En el año 2008 Roberto Gómez Bolaños -el creador de los inmortales habitantes de la Vecindad del Chavo y un artista tan completo que su seudónimo, Chespirito, proviene de quienes lo consideraban un “pequeño Shakespeare”- publicó un libro narrado por su personaje más popular e ilustrado por él mismo y, por supuesto, me invadió la curiosidad. El giro del destino es que me enteré de su existencia a través de ese mismo diario que se había vuelto parte fundamental de mis mañanas infantiles y que seguía siéndolo en mi vida adulta. En aquella época consumía literatura de forma compulsiva, por lo que un pequeño recreo con una lectura que presumía ligera sería más que bienvenida. A las pocas páginas entendí mi error. No había nada de infantil en aquel texto, cuyas primeras páginas ahondaban en muertes, drogas y abandonos varios. La mirada inocente del narrador dotaba de más crudeza el relato: era el mismo Chavo de siempre pero sin los entendibles atenuantes que la televisión había puesto en él y en su contexto. Para muestra, el siguiente párrafo:
“Ayer sucedió lo mismo que la otra vez: que Jaimito el Cartero no salió de su casa para nada. Yo me di cuenta porque había estado esperando a que él bajara para que viera que ya puedo brincar desde el quinto escalón de la escalera. Pero nada que bajaba. Entonces subí para ver si le pasaba algo. Y lo que le pasaba era que ya estaba muerto. Tenía los ojitos cerrados, como si nomás estuviera dormido. Y hasta parecía como si estuviera soñando algo bonito, pues tenía cara de estar contento. Pero no puede ser, porque ni modo que le diera gusto morirse. O quién sabe, porque Jaimito el Cartero siempre decía que prefería evitar la fatiga. O sea que ya evitó la fatiga para siempre”.

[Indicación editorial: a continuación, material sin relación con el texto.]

PR #1144, opened 2025-07-03
feat(proxy): add `secure` option to disable ssl verification

Waleed-KH:
Added a new `secure` option to the proxy. This allows toggling between secure and unsecure connections.

This option will be useful when you need https in dev environment which require to disable SSL verification, otherwise you'll keep getting 502 error.

### DIFF
--- a/package.json
+++ b/package.json
@@ -51,7 +51,8 @@
     "cookie-es": "^2.0.0",
     "fetchdts": "^0.1.5",
     "rou3": "^0.7.3",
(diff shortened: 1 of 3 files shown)


pi0:
I appreciate the PR and however fully agree we need basic features like disabling tls verify, http2, proxy and unix sockets that are only possible via undici, it is a Node.js dependency which we cannot introduce for h3.

I would suggest trying global undici interceptors or passing agent as fetchOptiona to proxt util.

El libro era breve; lo leí en un bar en una sola tarde. Recuerdo doblar la tapa de forma estratégica para que nadie viese lo que estaba leyendo. Tenía veintipocos años y me importaba lo que el mundo podía llegar a pensar de mí. Hoy escribo estas líneas desde otro bar después de haber releído algunas páginas. Su tapa está al lado de mi computadora, boca arriba, esperando que algún curioso la vea y quizás me devuelva una sonrisa cómplice.
Muchas cosas han cambiado a lo largo de mis casi 40 años. Intento surfear el cliché de la crisis con la mejor actitud posible; lo bueno es que ya no me queda pelo como para teñirlo de algún color excéntrico. Nietzsche sugirió que la madurez consiste en encontrar de adultos la seriedad con la que jugábamos de niños. He aprendido algunas mañas en todo este tiempo: hoy sí me río cuando veo El Chavo del Ocho, especialmente con aquellos capítulos que transcurren en la escuela. Hoy puedo reconocer a Don Ramón Valdés como uno de los mejores actores de la historia. Y si algún inocente pregunta en voz alta ‘quién es’, hoy respondo, en complicidad con mi padre, con Gómez Bolaños y con aquel niño de las rutinas inquebrantables: «otro gato».